Le categorie nel giornalismo non mi piacciono. Secondo me esistono solo buon giornalismo e cattivo giornalismo. Ma se serve a capirsi, allora è giusto valorizzare il giornalismo impegnato sui temi sociali. E’ stata una settimana per me molto interessante, chiamato prima a intervenire alla cerimonia del premio Sodalitas, e poi a condurre un workshop sulle parole della disabilità nel seminario “In mare aperto” promosso dall’Ordine dei Giornalisti, e con la presenza massiccia degli allievi delle scuole di giornalismo. Sensazione piacevole di interesse, di attenzione, di competenza, di creatività. I partecipanti al premio Sodalitas hanno presentato articoli, servizi televisivi, servizi radiofonici, servizi per il web, di grande efficacia sui temi che ci stanno a cuore: immigrazione, disagio giovanile, disabilità, lotta alla mafia, ecosostenibilità, periferie urbane degradate, storie di associazioni e di volontariato. Linguaggi giovani, concreti, poca retorica e molti dati, un giornalismo d’inchiesta che a volte sembra imitare Fabrizio Gatti, ma spesso centra l’obiettivo di colmare un vuoto di informazione. Il fatto è che si tratta pur sempre di una minoranza, l’effetto complessivo è buono ma è evidente che si tratta di tentativi di lavorare sul sociale a proprio rischio e pericolo, impegnandosi al di là del normale obbligo di lavoro. E’ quasi una forma di volontariato giornalistico, degno di apprezzamento, ma troppo poco rispetto a quanto il pubblico vorrebbe. Lo si capisce bene dai risultati dell’indagine Eurisko, sia pure su un campione non molto ampio, ma sufficiente a far capire che il pubblico competente sa vedere le differenze e non a caso pone al vertice del gradimento il nostro magazine Vita, il nostro portale, e l’agenzia Redattore Sociale. Scelte nette, che distanziano i media generalisti, e puniscono soprattutto la televisione, del tutto inadeguata a raccontare il nuovo della società che cambia.
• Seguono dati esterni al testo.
PR #2836, opened 2017-04-29
Fix encoding issues when reading README

sebix:
on systems without UTF-8 as default (e.g. in build environments)

### DIFF
--- a/setup.py
+++ b/setup.py
@@ -25,7 +25,7 @@ from setuptools.command.sdist import sdist
 def _extract_text(path, fromline=None, toline=None):
     text = None
     path = os.path.join(os.path.dirname(__file__), path)
-    with io.open(path) as fp:
+    with io.open(path, encoding='UTF-8') as fp:
         if fromline or toline:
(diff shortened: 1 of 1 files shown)


vuolter:
@sebix Hi, `io.open` calls `locale.getpreferredencoding` with flag `do_setlocale=False` to determine the correct text encoding. If the result is undetermined we may forced the encoding to utf8, but we are really sure is always the right choice?! Could post more info aboit the issue you encountered. Thanks.

sebix:
The files are UTF-8 because of some chars (for the readme it's the the
copyright-char at the end). If the current locale is not utf-8, the
execution fails. Systems with desktop environments *may* always UTF-8
locales, but IMHO you shouldn't rely on this setting.
I encountered this issue when building packages using obs[1], which has
ANSI_X3.4-1968 (but it's actually irrelevant which actual encoding is used).

http://openbuildservice.org/

sebix:
Thanks!

vuolter:
@sebix Thanks to you for the PR! 😄

PR #2881, opened 2017-07-04
[DownloadScheduler] update timetable on change

adamantike:
### Type of request:

- [ ] Bugfix
- [ ] Code cosmetics
- [ ] Feature enhancement
- [ ] New feature
- [ ] New plugin

### Short description:

This triggers a schedule update every time the `timetable` config value is modified, instead of having to deactivate and activate the plugin again.

The only way I found to trigger a schedule update when I wanted to edit the `timetable` value, was by turning off and on the plugin, or waiting for it to trigger an update itself, based on the next time it determines to check the timetable again.

### DIFF
--- a/module/plugins/hooks/DownloadScheduler.py
+++ b/module/plugins/hooks/DownloadScheduler.py
@@ -9,7 +9,7 @@ from ..internal.Addon import Addon
 class DownloadScheduler(Addon):
     __name__ = "DownloadScheduler"
     __type__ = "hook"
-    __version__ = "0.27"
+    __version__ = "0.28"
     __status__ = "testing"
 
     __config__ = [("activated", "bool", "Activated", False),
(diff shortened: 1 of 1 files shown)


GammaC0de:
👍 Your PR + cosmetic changes.

adamantike:
@GammaC0de why did you need to create a different commit, add irrelevant changes to it, create a bug and merge it to a stable branch?

I'm willing to help and improve these requests accordingly, based on comments and a conversation with interested people. Please, consider following that practice, so contributors feel appreciated and contribute even more.

Also:
* If `activate` is executed before `config_changed`, `update_schedule` will be executed twice because we are now cleaning the last timetable here: https://github.com/pyload/pyload/blob/stable/module/plugins/hooks/DownloadScheduler.py#L25
* Handling translations this way is completely wrong: https://github.com/pyload/pyload/blob/stable/module/plugins/hooks/DownloadScheduler.py#L72. Not every language can negate a sentence by placing a negation word in it

GammaC0de:
@adamantike First of all, please don't be offended by my actions, my intentions were sincere:
I looked athe the code of DownloadScheduler.py and then I spotted some code cosmetics I liked to apply:
Instead of merging your PR and then adding my changes  (and so increasing the plugin version twice), I decided to do it in one commit.

> If activate is executed before config_changed, update_schedule will be executed twice because we are now cleaning the last timetable here: https://github.com/pyload/pyload/blob/stable/module/plugins/hooks/DownloadScheduler.py#L25

`activate()` function of a plugin acts like a constructor for the plugin, it will be run only once upon plugin initialization.
So it's a good place to initialize variables.
`config_changed()` is called only when you change the configuration via the WebUI, it will not be triggered on startup.

So, for my opinion, there is no problem here.
I also checked and `update_schedule()` indeed runs only once.



> Handling translations this way is completely wrong: https://github.com/pyload/pyload/blob/stable/module/plugins/hooks/DownloadScheduler.py#L72. Not every language can negate a sentence by placing a negation word in it.

You are right about this but:
- I did not write this plugin.
- I am sure that more stuff like this exists in (many?) other places.

You are very welcome to issue another PR to fix that if you like.

adamantike:
Thanks for the clarification, I appreciate it. I'll be creating a new PR and including the translation issue

PR #2914, opened 2017-07-27
[master] Avoid name mangling on pyload core object

adamantike:
### Type of request:

- [x] Bugfix
- [ ] Code cosmetics
- [ ] Feature enhancement
- [ ] New feature
- [ ] New plugin

### Short description:

Making the pyload core object a private (double-underscode) attribute `__pyload` is not a good idea because of name mangling when dealing with class inheritance.

### Additional info:

This means the private attribute is prepended with the base class' name, which means that, e.g. FileManager doesn't found its `__pyload` attribute because it's stored as `_BaseManager__pyload` instead.

For more information, see:
https://docs.python.org/2/tutorial/classes.html#private-variables-and-class-local-references

This could be fixed by using the `get_core` method instead, but I implemented a `pyload_core` property instead, to maintain the attribute's privacy and remove the getter.

Relevant log lines:
```
2017-07-27 08:22:54  CRITICAL  'FileManager' object has no attribute '_FileManager__pyload'
```

### DIFF
--- a/src/pyload/core/api/account.py
+++ b/src/pyload/core/api/account.py
@@ -22,7 +22,7 @@ class AccountApi(BaseApi):
 
         :return: string list
         """
-        return list(self.__pyload.pgm.get_plugins("account").keys())
+        return list(self.pyload_core.pgm.get_plugins("account").keys())
 
     @requireperm(Permission.Accounts)
     def get_accounts(self):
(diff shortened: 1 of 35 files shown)


adamantike:
@vuolter if you have time, this one is the top priority right now, as some new fixes collide with lines affected by this PR.

vuolter:
Merged but I'll rename `pyload_core` to `pyload` when I come back to the code.

adamantike:
I used that name, as something very simple would be a nightmare to grep actually.

PR #2984, opened 2017-10-13
remove DatabaseBackend object from args

pyblub:
### Type of request:

- [x] Bugfix
- [ ] Code cosmetics
- [ ] Feature enhancement
- [ ] New feature
- [ ] New plugin

### Short description:

remove DatabaseBackend object from args as it is added later on anyway (see. [queue](https://github.com/pyload/pyload/blob/master/pyload/core/database/backend.py#L431) and [async](https://github.com/pyload/pyload/blob/master/pyload/core/database/backend.py#L423))

This problem prevents calling DatabaseBackend.commit, DatabaseBackend.rollback and DatabaseBackend.sync_save.

At the moment it seems that commit is only called when pyload exits. If pyload stops working unexpectedly all information will be lost. Maybe commit after every INSERT/UPDATE?

### DIFF
--- a/pyload/core/database/backend.py
+++ b/pyload/core/database/backend.py
@@ -6,6 +6,7 @@ from __future__ import absolute_import, unicode_literals
 import io
 import os
 import shutil
+from functools import wraps
 from queue import Queue
 
 from future import standard_library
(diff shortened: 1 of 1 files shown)


vuolter:
@pyblub I don't know much about the db module, because was fully written by @RaNaN.
I already seen some "problematic" logics and plan to fix them one day, but for now I still have to restore the webui and, badly, I'll be too busy for the rest of the month to work on. D:

PR #2991, opened 2017-10-27
change atexit decorator to method

pyblub:
### Type of request:

- [x] Bugfix
- [ ] Code cosmetics
- [ ] Feature enhancement
- [ ] New feature
- [ ] New plugin

### Short description:

the decorator points to the class method. when used during initialisation it points to the method of the object and passes self as argument.

before you might have gotten this error:
Error in atexit._run_exitfuncs:
TypeError: exit() missing 1 required positional argument: 'self'

also removed self.config.close() as ConfigParser does not have a close method

PS: self.exit() at line 277 was unreachable

if exit is not called properly, the database does not commit its changes. Maybe committing changes after inserts of packages etc. should be done within the api, otherwise much information will be lost, if pyload crashes unexpectedly.

### DIFF
--- a/pyload/core/base.py
+++ b/pyload/core/base.py
@@ -96,6 +96,8 @@ class Core(object):
 
         self._init_api()
 
+        atexit.register(self.exit)
+
     def _init_api(self):
         from pyload.api import Api
         self.api = Api(self)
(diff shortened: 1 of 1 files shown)


vuolter:
👍

Issue #3000, opened 2017-11-07
LinkFilter Plugin whitelisting


segelkma:
Hi, some time ago I made the LinkFilter Hookplugin:
https://github.com/pyload/pyload/blob/stable/module/plugins/hooks/LinkFilter.py

I would like to add the functionality to invert the behaviour (whitelisting), so that only those links pass, that are in the list. I implemented it but unfortunately it effects all links (crypters and containers). This does not make much sense, so I would like it to work only on hoster plugins. However the Hook API only provides the links in a list and a pid for the event linksAdded:
https://github.com/pyload/pyload/wiki/module.HookManager.HookManager

How do I find out if the link belongs to a hoster plugin? I know that every hoster plugin has a pattern. This is the way that pyload determines which plugin to use for which link right?
But I have no idea on how check them.
Is it even possible within a hook plugin?

Thanks.

GammaC0de:
Untested:
```python
        hosters_dict = self.pyload.pluginManager.hosterPlugins
        links_dict = self.pyload.api.checkURLs(links)
        if any(True for plugin_name in links_dict if plugin_name in hosters_dict):
            pass
```

segelkma:
Thanks, first two lines are working (didn't check third yet). Now I got something to work with.
Can be closed.

segelkma:
Or wait a second:
What would you prefer as an option for the filter list? The current version requests url's to be filtered (e.g. share-online.biz). Would it possibly make more sense to ask the user to input the pluginname into the filterlist (e.g. ShareonlineBiz)?
I can implement either option

GammaC0de:
I think using share-online.biz is more diverse because you can limit just one host that the hoster support.

PR #3004, opened 2017-11-10
Updated Linkfilter plugin (Added whitelist ...)

segelkma:
### Type of request:

- [ ] Bugfix
- [ ] Code cosmetics
- [ ] Feature enhancement
- [x] New feature
- [ ] New plugin
- [x] Plugin enhancement

### Short description:

- Changed default behaviour: Only filters hoster links on default instead of all links
- Added whitelist filter function
- Added option to force execution on all links (previous default behaviour)

https://github.com/pyload/pyload/issues/3000

Tested it successfully with several different hoster links and containers/crypters.
Since the default behaviour changed, does it make sense to rename the plugin? E.g. HosterLinkFilter, HosterFilter, FilterHosterLinks ...

### DIFF
--- a/module/plugins/hooks/LinkFilter.py
+++ b/module/plugins/hooks/LinkFilter.py
@@ -1,13 +1,12 @@
 
 from ..internal.Addon import Addon
 
-import re
 from itertools import chain
 
 class LinkFilter(Addon):
     __name__ = "LinkFilter"
     __type__ = "hook"
-    __version__ = "0.15"
+    __version__ = "0.14"
     __status__ = "testing"
 
     __config__ = [("activated", "bool", "Activated", False),
@@ -40,11 +39,11 @@ class LinkFilter(Addon):
         linkcount -= len(links)
 
         if linkcount > 0:
-            linkstring = '' if self.config.get('forceExecute') else 'hoster '
-            linkstring += 'links' if linkcount == 1 else 'links'
-            self.log_info(
-                'Whitelist filter removed %s %s not containing (%s)' % 
-                (linkcount, linkstring, ', '.join(filters)))
+                linkstring = '' if self.config.get('forceExecute') else 'hoster '
+                linkstring += 'links' if linkcount > 1 else 'link'
+                self.log_info(
+                    'Whitelist filter removed %s %s not containing (%s)' %
+                    (linkcount, linkstring, ', '.join(filters)))
 
     def blacklist(self, links, filters):
         for filter in filters:
@@ -56,7 +55,7 @@ class LinkFilter(Addon):
 
             if linkcount > 0:
                 linkstring = '' if self.config.get('forceExecute') else 'hoster '
-                linkstring += 'link' if linkcount == 1 else 'links'
+                linkstring += 'links' if linkcount > 1 else 'link'
                 self.log_info(
                     'Blacklist filter removed %s %s containing %s' %
                     (linkcount, linkstring, filter))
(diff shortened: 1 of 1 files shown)


module/plugins/hooks/LinkFilter.py
```diff
@@ -22,18 +25,46 @@ def deactivate(self):
...
+            self.blacklist(links, filters)
 
-        for filter in filter_entries:
-            if filter == "":
-                break
+    def whitelist(self, links, filters):
+        linkcount = len(links)
+        links[:] = [link for link in links if
+            not self.isHosterLink(link) or
+            [True for filter in filters if link.find(filter) != -1]]
```
GammaC0de: Shouldn't that be all() or any()?

segelkma: I don't know if it should. Did some testing and it looks like
`[True for filter in filters if link.find(filter) != -1]`
is doing the same as
`any(True for filter in filters if link.find(filter) != -1)`

GammaC0de: This is not true:
```
>>> bool([True, False])
True
>>> bool([False, False])
True
>>> bool([True, True])
True
```
What it actually does is to check if the array is not empty which is not.

So:
`any(link.find(filter) != -1 for filter in filters)`
is  correct and also more readable..

segelkma: What I meant is that I tested both codes using 8 links from different sites (mostly hosters) and changed the plugin settings and filter all the time, then readded the links to queue and compared the outcome. And the filter function haad the same result with both code fragments (Also changed order of links while adding + in filter). However, I agree that the readibilty is better, so in any way it makes sense to change it.

module/plugins/hooks/LinkFilter.py
```diff
@@ -22,18 +25,46 @@ def deactivate(self):
...
                 self.log_info(
-                    "Removed %s %s containing %s" %
+                    'Blacklist filter removed %s %s containing %s' %
                     (linkcount, linkstring, filter))
+
+    def isHosterLink(self, link):
+        #declare all links as hoster links so the filter will work on all links
+        if self.config.get('forceExecute'):
+            return True
+        for name, value in chain(self.pyload.pluginManager.hosterPlugins.iteritems()):
```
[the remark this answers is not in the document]
segelkma: Is this an issue that you want to be resolved?

module/plugins/hooks/LinkFilter.py
GammaC0de: @segelkma Please test this version:
[LinkFilter.zip](https://github.com/pyload/pyload/files/1465255/LinkFilter.zip)

segelkma:
Will do when I get the time, on the weekend maybe.

segelkma:
Some thoughts about your version:
1. Maybe change "Allow only links" to "Allow only links that are...". I think its better for the understanding.
2. Having a different (the old style) in the blacklist function compared to the whitelist one was intentional to have a better logging feature (see which hoster caused which removal). This is by nature not possible for a whitelist filter, so I only coded the whitelist filter as it was. Do you prefer having less logging in blackfilter?
3. In the is_hoster_link function
Do you wish to have this code...
```
for name, value in self.pyload.pluginManager.hosterPlugins.iteritems():
            if value['re'].match(link):
                return True
```
which causes an issue with codacy (unused name variable) but has the better readability or this one...

```
for hoster in chain(self.pyload.pluginManager.hosterPlugins.iteritems()):
            if hoster[1]['re'].match(link):
                return True
```
whichs readability is a little worse but does not cause the issue.

GammaC0de:
👍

Ha ragione Zamagni quando sottolinea la necessità di premiare, di valorizzare, di incentivare il giornalismo sociale. L’esempio porta all’imitazione, anche un piccolo premio rappresenta un riconoscimento importante da portare al proprio direttore, all’editore, per spingerli a un maggior coraggio, a un impegno più costante.
Piero Colaprico, ieri, al seminario “In mare aperto” ha provocato i giovani aspiranti giornalisti che gremivano la bella sala del villaggio Barona a Milano: “Guardatevi dentro, potete farlo solo voi, e decidete se vi sentite Borgia o san Francesco. Se vi sentite Borgia andate tranquilli a cercare il giornalismo del potere, se siete san Francesco trovate la compagnia giusta per sentirvi a vostro agio”. E’ dunque una scelta morale, non solo professionale. Il giornalismo, è bene ricordarlo, è ricerca della verità.